- [Data in this exercise]
■ ■ ■

PR #279, opened 2022-11-18
Feature wildcard serialization

enielse:
**Adds ability to serialize results objects to disk or MongoDB that contain wildcard budgets**

This seems useful for obvious reasons.  As a side effect, `Estimate` objects are updated to hold *serialized* wildcard budget objects instead of the objects themselves.  This could break external code that extracts wildcard budgets from result objects.

### DIFF
--- a/pygsti/protocols/gst.py
+++ b/pygsti/protocols/gst.py
@@ -1897,11 +1897,11 @@ def _add_badfit_estimates(results, base_estimate_label, badfit_options,
                     budget = _compute_wildcard_budget_1d_model(base_estimate, objfn_cache, mdc_objfn, parameters,
                                                                badfit_options, printer - 1)
 
-                    base_estimate.extra_parameters['wildcard1d' + "_unmodeled_error"] = budget
+                    base_estimate.extra_parameters['wildcard1d' + "_unmodeled_error"] = budget.to_nice_serialization()
                     base_estimate.extra_parameters['wildcard1d' + "_unmodeled_active_constraints"] \
                         = None
 
-                    base_estimate.extra_parameters["unmodeled_error"] = budget
+                    base_estimate.extra_parameters["unmodeled_error"] = budget.to_nice_serialization()
                     base_estimate.extra_parameters["unmodeled_active_constraints"] = None
                 except NotImplementedError as e:
                     printer.warning("Failed to get wildcard budget - continuing anyway.  Error was:\n" + str(e))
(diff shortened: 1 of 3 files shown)


pygsti/protocols/gst.py
```diff
@@ -1897,11 +1897,11 @@ def _add_badfit_estimates(results, base_estimate_label, badfit_options,
                     budget = _compute_wildcard_budget_1d_model(base_estimate, objfn_cache, mdc_objfn, parameters,
                                                                badfit_options, printer - 1)
 
-                    base_estimate.extra_parameters['wildcard1d' + "_unmodeled_error"] = budget
+                    base_estimate.extra_parameters['wildcard1d' + "_unmodeled_error"] = budget.to_nice_serialization()
```
sserita, line 1900: Why do we have to store the serialized form? Can we not convert to/from serialized form just when the estimate gets serialized?
Just thinking about whether we can be backwards compatible with things that expected these to be WildcardBudgets.

sserita (commented):
This looks good, I was just curious about the decision to store serialized version. It's possible that this might be accepted as-is after a quick discussion.

pygsti/protocols/gst.py
enielse: Yeah, this is definitely a debatable choice.  The issue is that the `Estimate.extra_parameters` dictionary gets serialized using general code that assumes the dictionary is JSON-able.  In order to keep the budget un-serialized, we'd need to either 
1. rework the general code considerably so that it can handle this case.  This would require making that code more complex and it's not clear it's worth doing this just for this case -- but it would be possible.  Depending on how it's done, it may change the format of a serialized Estimate object, causing backward compatibility issues with previously serialized Estimates unless we add version-specific code to handle this.
2. move the budgets from being held within `extra_parameters` to their own separate attribute, like `wildcard_error_models` for instance.  This seems like it'd be cleaner, but this would be a structural change to the Estimate and would require a cascade of changes as well as alter the serialization format.

I think I prefer option 2 over 1, but didn't want to make any significant structural changes to `Estimate` without more discussion.  The way it is not, the structure is the basically the same, which requires less cascading changes, but we end up storing a serialized version of an object which isn't ideal and can be confusing.

sserita: We talked about this, and something like Option 2 will be done in the future if it ends up being a problem. At the moment, the heavy lift to fix this and the limited use case for it makes it not worth fixing at the moment.

sserita (approved):

PR #284, opened 2022-12-20
Feature mongodb upgrade

enielse:
**Upgrades MongoDB serialization framework to be more powerful and efficient**

Updates the structure of pyGSTi objects stored in a MongoDB database so that now:
1.  objects are identified by a normal `bson.objectid.ObjectId` identifier, rather than a filesystem-like path.
2.  a parent object holds the IDs of its child or attribute documents within its "main" document.

This results in a more typical data model and allows documents to serve in a many-to-one capacity, improving space efficiency.  For example, an experiment design can be linked to multiple protocol data objects and a circuit document can be referenced by multiple experiment designs and/or data sets.  This could result in massive data saving by not having to duplicate, e.g., circuits shared by many different experiment designs.

Internally, the `MongoSerializable` base class has been elevated in importance and now serves as the base class for both large (experiment design, protocol data, and results) objects and small `NicelySerializable`-derived objects.  This allows nearly all of pyGSTi's objects to be serialized to a MongoDB using the same interface.

This PR marks a point where the MongoDB support is much more complete and established than it was.  I expect we'll still want to tweak some things before the format stabilizes completely, but this seems to be almost there.  The biggest issue regards removing documents, which should be done with care as they can now be shared, e.g. have multiple parent objects.

Unit tests exist and have been updated, but are not very extensive at this point.

### DIFF
--- a/pygsti/algorithms/core.py
+++ b/pygsti/algorithms/core.py
@@ -13,6 +13,7 @@ Core GST algorithms
 
 import collections as _collections
 import time as _time
+import copy as _copy
 
 import numpy as _np
 import scipy.optimize as _spo
@@ -797,8 +798,12 @@ def run_iterative_gst(dataset, start_model, circuit_lists,
 
             for j, obj_fn_builder in enumerate(iteration_objfn_builders):
                 tNxt = _time.time()
-                optimizer.fditer = optimizer.first_fditer if (i == 0 and j == 0) else 0
-                opt_result, mdc_store = run_gst_fit(mdc_store, optimizer, obj_fn_builder, printer - 1)
+                if i == 0 and j == 0:  # special case: in first optimization run, use "first_fditer"
+                    first_iter_optimizer = _copy.deepcopy(optimizer)  # use a separate copy of optimizer, as it
+                    first_iter_optimizer.fditer = optimizer.first_fditer  # is a persistent object (so don't modify!)
+                    opt_result, mdc_store = run_gst_fit(mdc_store, first_iter_optimizer, obj_fn_builder, printer - 1)
+                else:
+                    opt_result, mdc_store = run_gst_fit(mdc_store, optimizer, obj_fn_builder, printer - 1)
                 profiler.add_time('run_iterative_gst: iter %d %s-opt' % (i + 1, obj_fn_builder.name), tNxt)
 
             tNxt = _time.time()
--- a/pygsti/baseobjs/nicelyserializable.py
+++ b/pygsti/baseobjs/nicelyserializable.py
@@ -15,9 +15,10 @@ import pathlib as _pathlib
 import json as _json
 import numpy as _np
 import scipy.sparse as _sps
+from pygsti.baseobjs.mongoserializable import MongoSerializable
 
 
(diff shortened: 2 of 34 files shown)


pygsti/baseobjs/nicelyserializable.py
```diff
@@ -15,9 +15,10 @@
 import json as _json
 import numpy as _np
 import scipy.sparse as _sps
+from pygsti.baseobjs.mongoserializable import MongoSerializable
 
 
-class NicelySerializable(object):
+class NicelySerializable(MongoSerializable):
```
sserita, line 21: Just to confirm the swap of inheritance order. The intention is that everything that is filesystem serializable is also mongo serializable, but there are some objects (e.g. DataSet,  Estimate, Protocol) which are currently only mongo serializable (as of this PR)? I assume the goal is to enable the storing/reuse of these subcomponents, which before were only dumped as part of a larger tree structure?

sserita (commented):
Everything seems good but there's a lot of code here, so I asked a couple of clarifying questions to make sure I understood the goal of the PR a little better.

Also I wasn't sure if you were ready for this to go in, since you've been pushing bugfixes.

pygsti/algorithms/core.py
```diff
@@ -797,8 +798,12 @@ def _max_array_types(artypes_list):  # get the maximum number of each array type
 
             for j, obj_fn_builder in enumerate(iteration_objfn_builders):
                 tNxt = _time.time()
-                optimizer.fditer = optimizer.first_fditer if (i == 0 and j == 0) else 0
-                opt_result, mdc_store = run_gst_fit(mdc_store, optimizer, obj_fn_builder, printer - 1)
+                if i == 0 and j == 0:  # special case: in first optimization run, use "first_fditer"
```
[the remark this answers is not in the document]
enielse: Yes, and it's related to mongo serialization :). The "bug" was that we were modifying the optimizer object (by setting its `.fditer` attribute on old line 800) within this GST-running routine.  This modification is unexpected by the caller, and is caught by the MongoDB serialization which includes checks to make sure serializable objects like the optimizer (`Optimizer` is a subclass of `NicelySerializable`) don't change when we don't expect them to.

pygsti/baseobjs/nicelyserializable.py
enielse: Yes, this is correct, and I agree it's a bit counterintuitive at first.  The thinking is that "everything can be rendered as JSON can also be serialized to a MongoDB" which implies that anything that is `NicelySerializable` must also be `MongoSerializable`.  Another way of thinking about this is that something that is `NicelySerializable` is able to render itself as simple JSON, whereas something that is `MongoSerializable` is able to insert itself into a Mongo database, perhaps using multiple records.  In principle we could take all the records a `MongoSerializable` object generates and cram them together into one big piece of JSON, but in practice there are certain more complex objects (like `DataSet`s, `Estimate`s, and `Protocol`s) that naturally can save themselves as multiple records in a database but would be a bit unwieldy as a huge piece of JSON.

sserita (approved):

PR #285, opened 2022-12-21
Bugfix numpy deprecations

coreyostrove:
I took an initial pass at fixing the calls to the newly deprecated dtype aliases. I think I got everything in our codebase, but there are some broken calls in qibo that cause the import to die, and related unit tests to fail, so these have been temporarily disabled. There are a couple more unit tests that are failing, but these are related to germ selection and seem to be broken for a different reason (I suspect for a disjoint numpy change given the error messages). For the sake of having a clean commit history I am going to fix those problems on another branch where I also look into the edge case @enielse showed me about when the initial set of germs in germ selection is empty. So I'm requesting we merge this in even though there are still some failing tests.


sserita (approved):
All straightforward changes, thanks for tracking those down!

PR #286, opened 2022-12-21
Bugfix germsel initialization

coreyostrove:
This should fix the last two failing unit tests, which I believe were failing due to a numpy 1.24.0 related change (though not one easily ascertained from the changelog). These lines of codes haven't been touched in a very long time, so there isn't any other reason I can think of for them suddenly breaking.

Anyhow, I haven't yet resolved the other problem @enielse noticed when the list of forced germs is empty, but I don't think I'll get around to that until after we push the release (I can aim for whenever the first hotfix we push to master is).


sserita (approved):
Straightforward bugfix.

PR #293, opened 2023-01-18
Replace deprecated function calls to inspect module

coreyostrove:
This PR patches some deprecated function calls from the python inspect module that have been deprecated as of python 3.11. Patch courtesy of @sserita.


sserita (approved):
I think this patch was more of a team effort, @coreyostrove... Thanks for making the PR!

PR #827, opened 2026-07-06
Improve the test coverage for the verbosity printer.

nkoskelo:
There was an example of how to use the verbosity printer. I moved that to an integration test.


pygsti/baseobjs/verbosityprinter.py
```diff
@@ -568,27 +571,23 @@ def show_progress(self, iteration, total, bar_length=50, num_decimals=2, fill_ch
...
             if self.verbosity == self._progressStack.pop():
                 if last_progress_params is not None:
-                    (iteration, total, barLength,
-                     numDecimals, fillChar, emptyChar,
-                     prefix, suffix, indent) = last_progress_params
-                    progress = self._progress_bar(iteration + 1, total, barLength,
-                                                  numDecimals, fillChar, emptyChar,
-                                                  prefix, suffix, indent)
+                    iteration, *rest = last_progress_params
+                    progress = self._progress_bar(iteration + 1, *rest)
```
rileyjmurray, line 580: Slick; love this

test/integration/test_verbosityprinter_demo.py
rileyjmurray, line 1: I would have put this in test/unit. I can see how it's more of an integration test as far as VerbosityPrinter objects go. However, things in test/integration are notable because they integrate multiple (usually expensive) pyGSTi subsystems. This is cheap enough and small-enough scope that I think test/unit is a better home. You can just put it in the existing file within that directory.

rileyjmurray (changes requested):

PR #829, opened 2026-07-07
Update Advanced Options for Speed.

nkoskelo:
- Add test cases for AdvancedOptions.py
- Use a frozenset for the collection of valid keys instead of a tuple so that checking for membership can be done in O(1) time versus O(num_keys) time.


rileyjmurray:
From our discussion, I'm closing since the potential benefit of this change is not even worth thinking about.

PR #831, opened 2026-07-08
Add default on_space argument to rep-level to_dense (#806)

### LINKED ISSUE #806: to_dense() does not always have a default operator
Sometimes we call the `to_dense(self, on_space)` function without an argument. This can lead to problems if there is not a default argument for `on_space`.

Files to correct:

[pygsti/evotypes/statevec/opreps.pyx](https://github.com/sandialabs/pyGSTi/blob/60008609bde9c07d9386e25d2b6a8a1287d2a695/pygsti/evotypes/statevec/opreps.pyx#L107)
[pygsti/evotypes/stabilizer/effectreps.pyx](https://github.com/sandialabs/pyGSTi/blob/60008609bde9c07d9386e25d2b6a8a1287d2a695/pygsti/evotypes/stabilizer/effectreps.pyx#L68)
[pygsti/evotypes/densitymx/statereps.pyx](https://github.com/sandialabs/pyGSTi/blob/60008609bde9c07d9386e25d2b6a8a1287d2a695/pygsti/evotypes/densitymx/statereps.pyx#L55)
[pygsti/evotypes/densitymx_slow/statereps.py](https://github.com/sandialabs/pyGSTi/blob/60008609bde9c07d9386e25d2b6a8a1287d2a695/pygsti/evotypes/densitymx_slow/statereps.py#L54)
[pygsti/evotypes/densitymx/opreps.pyx](https://github.com/sandialabs/pyGSTi/blob/60008609bde9c07d9386e25d2b6a8a1287d2a695/pygsti/evotypes/densitymx/opreps.pyx#L95)

There may be others as well.

arpitjain099:
Resolves #806.

Several evotype representation classes declared `to_dense(self, on_space)` without a default value, so the fairly common no-argument call `rep.to_dense()` raised `TypeError`. This adds the `'minimal'` default that the modelmember-level `to_dense` API already uses, applied to the rep-level methods across the densitymx, statevec, stabilizer, and chp evotypes in both the compiled Cython and pure-Python variants. That covers the files pointed out in the issue (statevec/opreps.pyx, stabilizer/effectreps.pyx, densitymx/statereps.pyx, densitymx_slow/statereps.py, densitymx/opreps.pyx) plus the other reps that shared the same signature, as the issue anticipated. The single method that takes a required `outvec` positional after `on_space` is left unchanged, since it cannot be called with no arguments.

I verified against a fresh Cython build that the affected state, operation, and effect reps now return the same dense array from `to_dense()` as from `to_dense('minimal')`, where the no-argument form previously raised. A small regression test under test/unit/evotypes covers this, and the existing modelmember operation and spamvec unit tests still pass.


rileyjmurray:
Thanks for this contribution, @arpitjain099! Two requests for you.

First, can you please provide a statement here (just as a github comment) indicating that this contribution is under the terms of an Apache 2.0 license?

Second, can you please update changed lines of code to use the `SpaceT` type annotation in appropriate places?

arpitjain099:
Thanks @rileyjmurray. I've added the `SpaceT` annotation to the changed `to_dense` signatures in the Cython reps (the `.pyx` files under `pygsti/evotypes/`), so they now read `on_space: SpaceT = 'minimal'` and match what the pure-Python reps and the modelmember-level API already do. Each of those modules imports `SpaceT` from `pygsti.pgtypes`. The pure-Python (`.py`) reps in this PR already carried the annotation, so those were left as-is.

I rebuilt the extensions locally and the evotype tests pass (`test/unit/evotypes/`, plus the new regression test in test_rep_to_dense_default.py). The earlier red check looks like a transient setuptools_scm version-parse hiccup in the build env rather than anything from this change; the subsequent run came back green, and this push kicks off a fresh one.

rileyjmurray (approved):
This looks good to me. Can you please add a comment in this GitHub PR thread indicating that your contributions are under the terms of Apache 2.0? Once you leave such a comment I can merge.

arpitjain099:
My contributions are under the terms of Apache 2.0

@rileyjmurray comment added

rileyjmurray:
Merged! Thanks, @arpitjain099 :)

PR #833, opened 2026-07-08
Document no-op local array cleanup

### LINKED ISSUE #698: free_local_array not implemented, yet used within pyGSTi
**Describe the bug**
The function layouts/copalayouts.py:free_local_array does not do what is described in its docstring. To be more specific, it does not do anything, as its only line of code is "pass". I have verified that the function is in fact called. Two examples that run this function are the unit tests

objects/test_forwardsim.py::ForwardSimConsistencyTester::test_consistent_jacs
objects/test_forwardsim.py::ForwardSimConsistencyTester::test_consistent_probs

We either find that the function is not needed anymore and remove it, or implement it. 

For context, here is the function's docstring:

        """
        Frees an array allocated by :meth:`allocate_local_array`.

        This method should always be paired with a call to
        :meth:`allocate_local_array`, since the allocated array
        may utilize shared memory, which must be explicitly de-allocated.

        Parameters
        ----------
        local_array : numpy.ndarray or LocalNumpyArray
            The array to free, as returned from `allocate_local_array`.

        Returns
        -------
        None
        """

yrasool:
Fixes #698.

`CircuitOutcomeProbabilityArrayLayout.allocate_local_array` returns a plain NumPy array, so `free_local_array` has no shared-memory handle to release. The method is still useful as part of the layout API because callers can pair every allocation with a free call without checking the concrete layout type.

This updates the stale docstring, adds the issue pointer requested in the discussion, and adds a small test for the no-op local cleanup contract.

Testing, Python 3.10 local no-Cython install:
- `python -m py_compile pygsti\layouts\copalayout.py test\unit\objects\test_forwardsim.py`
- `git diff --check`
- `python -m flake8 . --count --show-source --statistics --config=.flake8-critical`
- `python -m pytest -q test\unit\objects\test_forwardsim.py -k "free_local_array_is_noop_for_numpy_array or dprobs_hprobs_empty_for_zero_param_model"`
- `python -m pytest -q test\unit\objects\test_forwardsim.py`

### DIFF
--- a/pygsti/layouts/copalayout.py
+++ b/pygsti/layouts/copalayout.py
@@ -364,19 +364,23 @@ class CircuitOutcomeProbabilityArrayLayout(_NicelySerializable):
         """
         Frees an array allocated by :meth:`allocate_local_array`.
 
-        This method should always be paired with a call to
-        :meth:`allocate_local_array`, since the allocated array
-        may utilize shared memory, which must be explicitly de-allocated.
+        This layout allocates plain NumPy arrays, so there are no external
+        shared-memory handles to release.  This method is intentionally a
+        no-op, but exists so callers can pair every
+        :meth:`allocate_local_array` call with a matching free call without
+        checking the concrete layout type.
 
         Parameters
         ----------
-        local_array : numpy.ndarray or LocalNumpyArray
-            The array to free, as returned from `allocate_local_array`.
+        local_array : numpy.ndarray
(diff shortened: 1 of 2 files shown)


yrasool:
I am making this contribution under the terms of the Apache 2.0 license. I also tested this on my own locally with the commands listed in the PR body.

rileyjmurray (approved):
Looks great!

■ ■ ■

- [Task description] Return each line exactly, beginning at the start of the material above and ending at the line that includes "contain wildcard budgets**", with both of those kept.

- [Finished task]
PR #279, opened 2022-11-18
Feature wildcard serialization

enielse:
**Adds ability to serialize results objects to disk or MongoDB that contain wildcard budgets**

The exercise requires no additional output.